#### DATA UNDER STUDY:
>>

Issue #5228, opened 2025-08-27
Create management command to call `/rap/status` endpoint


lucyb:
# Why are we doing this?

We are migrating in stages:

* Current status: sync loop runs in the rap-controller & sends requests to job-server
* This ticket: provide a manual command in job-server to call the RAP API on job-controller to update all jobs corresponding to a specified list of RAPs
* End goal: a new system which runs in job-server and calls the RAP API on the rap-controller

# How will we know when it's done?

* We can run a management command on job-server which updates job-server's knowledge of the state of the jobs as understood by the rap-controller.

# What are we doing?

* [x] Extend the rap_api.py in job-server as necessary to support the `rap/status` endpoint
* [x] Create a new management command to call the `rap/status` endpoint & dump the results to the terminal
* [ ] Extend the management command to update job-server's knowledge of the jobs state
* [ ] Deploy & verify on the test-backend

---

[Defining delivery tasks guidance](https://bennett.wiki/tech-group/delivery-process/task-definition/)

madwort:
tested the management command on the production server with some rap_ids corresponding to the test backend

PR #5260, opened 2025-09-04
Create rap/status management command

madwort:
* will fix https://github.com/opensafely-core/job-server/issues/5228

### DIFF
--- a/jobserver/management/commands/rap_status.py
+++ b/jobserver/management/commands/rap_status.py
@@ -1,7 +1,5 @@
 """Management command to update the status of a RAP's Jobs via the RAP API."""
 
-import json
-
 import structlog
 from django.core.management.base import BaseCommand
 
@@ -24,10 +22,8 @@ class Command(BaseCommand):
     def handle(self, *args, **options):
         logger = structlog.get_logger(__name__)
         try:
-            json_response = json.loads(
-                rap_api.status(
-                    options["rap_ids"],
-                )
+            json_response = rap_api.status(
+                options["rap_ids"],
             )
 
             for job in json_response["jobs"]:
--- a/jobserver/management/commands/rap_status.py
+++ b/jobserver/management/commands/rap_status.py
@@ -6,6 +6,9 @@ from django.core.management.base import BaseCommand
 from jobserver import rap_api
 
 
+logger = structlog.get_logger(__name__)
+
+
 class Command(BaseCommand):
     """Management command to update the status of a RAP's Jobs via the RAP API."""
 
@@ -20,7 +23,6 @@ class Command(BaseCommand):
         )
 
     def handle(self, *args, **options):
-        logger = structlog.get_logger(__name__)
         try:
             json_response = rap_api.status(
                 options["rap_ids"],
--- a/jobserver/management/commands/rap_status.py
+++ b/jobserver/management/commands/rap_status.py
@@ -1,0 +1,41 @@
+"""Management command to update the status of a RAP's Jobs via the RAP API."""
+
+import json
+
+import structlog
+from django.core.management.base import BaseCommand
+
+from jobserver import rap_api
+
+
+class Command(BaseCommand):
+    """Management command to update the status of a RAP's Jobs via the RAP API."""
+
+    help = "Update RAP's jobs status via the RAP API."
+
+    def add_arguments(self, parser):
+        parser.add_argument(
+            "rap_ids",
+            nargs="+",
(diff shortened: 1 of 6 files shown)


rebkwok (approved):
Have left a question, but it's more general than this PR

jobserver/management/commands/rap_status.py
```diff
@@ -0,0 +1,41 @@
...
+            "rap_ids",
+            nargs="+",
+            type=str,
+            help="IDs of the RAPs to update.",
+        )
+
+    def handle(self, *args, **options):
+        logger = structlog.get_logger(__name__)
+        try:
+            json_response = json.loads(
```
rebkwok, line 27: rap_api.status() is returning response.json(), which does the json decoding, so I think json.loads() will error here because it's expecting a string

tests/unit/jobserver/management/commands/test_rap_status.py
```diff
@@ -0,0 +1,47 @@
+from django.core.management import call_command
+
+
+def test_command(monkeypatch, log_output):
+    test_response_body = b'{"jobs": [{"identifier": "abc123", "rap_id": "abcdefgi12345678", "status": "succeeded"}], "unrecognised_rap_ids": []}'
+    test_log_output = "RAP: abcdefgi12345678 Job: abc123 Status: succeeded"
+
+    monkeypatch.setattr(
+        "jobserver.rap_api.status",
+        lambda rap_ids: test_response_body,
```
rebkwok, line 10: this needs to be a dict to mock what response.json() returns in rap_api.status

tests/unit/jobserver/test_rap_api.py
```diff
@@ -247,3 +248,37 @@ def test_bad_status_code(self, patch_api_call):
...
+        assert result == fake_json
+        mock_api_call.assert_called_once_with(
+            requests.post,
+            "rap/status/",
+            {
+                "rap_ids": self._fake_args,
+            },
+        )
+
+    def test_bad_status_code(self, patch_api_call):
```
rebkwok, line 277: Could test what happens if the response body isn't json? (Again, probably not for this PR)

jobserver/management/commands/rap_status.py
madwort: ah, you're right. I think this is a problem with the tests which I've unwittingly cribbed from the cancel endpoint - in the tests `response.json()` was returning a bytearray not a dict. In cancel it doesn't matter because it just dumps the value to logging, but I'm actually using it here. I will fix here & then fix the tests for cancel. 

For ref I've just run it outside of the tests, and it fails thusly:
```
$ just manage rap_status ht5xd5jeei4lnwnf d5uenk57whnd4rdc 1234567812345678
$BIN/python manage.py rap_status ht5xd5jeei4lnwnf d5uenk57whnd4rdc 1234567812345678
2025-09-05T09:52:02.555867Z [error    ] the JSON object must be str, bytes or bytearray, not dict
```

tests/unit/jobserver/test_rap_api.py
madwort: yes will do while I'm doing

tests/unit/jobserver/test_rap_api.py
```diff
@@ -157,12 +158,19 @@ def test_requests_post(self, rap_api_base_url, rap_api_token):
 class FakeResponse:
     """Lightweight fake response similar enough to requests.Response for these tests."""
 
-    def __init__(self, json_data, status_code=200):
-        self._json_data = json_data
+    def __init__(self, content=None, json_data=None, status_code=200):
+        if content and json_data:
+            raise ValueError("Tests should only specify content *or* json_data")
+
+        # Nb. in the real Response .content is a byte array, not a string
```
rebkwok, line 165: Should we make it a byte array in tests too then?

madwort: This would currently only really affect the error 500 codepaths, as all other tests interact with FakeResponse using only dicts - so it didn't seem to matter too much if it does dict->str->dict compared to dict->str->bytearray->str->dict for those tests.

With the current error 500 paths, I think it's currently resilient to whether it's a str or a bytearray (by which I mean it's sending it to a logger which I think will happily receive either), but maybe if it's worth doing it's worth doing accurately.

madwort: done

rebkwok (approved):

PR #5261, opened 2025-09-05
Test the `unpublish_snapshot` management command

iaindillingham:
46c67c7 added the `unpublish_snapshot` management command. For expediency, however, it did not add any tests. This commit adds them, and no longer omits `unpublish_snapshot` from coverage.

### DIFF
--- a/tests/unit/jobserver/management/commands/test_unpublish_snapshot.py
+++ b/tests/unit/jobserver/management/commands/test_unpublish_snapshot.py
@@ -1,0 +1,42 @@
+import pytest
+from django.core.management import call_command
+from django.core.management.base import CommandError
+
+from tests.factories import PublishRequestFactory, SnapshotFactory, UserFactory
+
+
+def test_command_no_snapshot():
+    with pytest.raises(CommandError, match="Snapshot '1' does not exist"):
+        call_command("unpublish_snapshot", 1, "a-username")
+
+
+def test_command_no_user():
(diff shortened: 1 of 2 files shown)


tests/unit/jobserver/management/commands/test_unpublish_snapshot.py
```diff
@@ -0,0 +1,42 @@
+import pytest
+from django.core.management import call_command
+from django.core.management.base import CommandError
+
+from .....factories import PublishRequestFactory, SnapshotFactory, UserFactory
```
lucyb, line 5: Minor thing, but in other tests we've done `from tests.factories import PublishRequestFactory` (etc) instead. This means our imports won't break if these tests are moved. It's also, I think, slightly clearer to read.

lucyb (approved):

tests/unit/jobserver/management/commands/test_unpublish_snapshot.py
iaindillingham: Ah, okay, I thought I was being consistent with other tests. For example:

https://github.com/opensafely-core/job-server/blob/f24c8833a9940435da6d8d0f83a4fb11c5698d2a/tests/integration/test_release_api_access.py#L4-L10

I agree with you! I'll change it. Switching from relative to absolute imports would be a useful, but boring, deck scrubbing task.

<<

#### DIRECTIONS FOR THIS TASK:
State how many lines of the data above contain the string "succeeded", and give no other words.

#### WRITTEN ANSWER:
2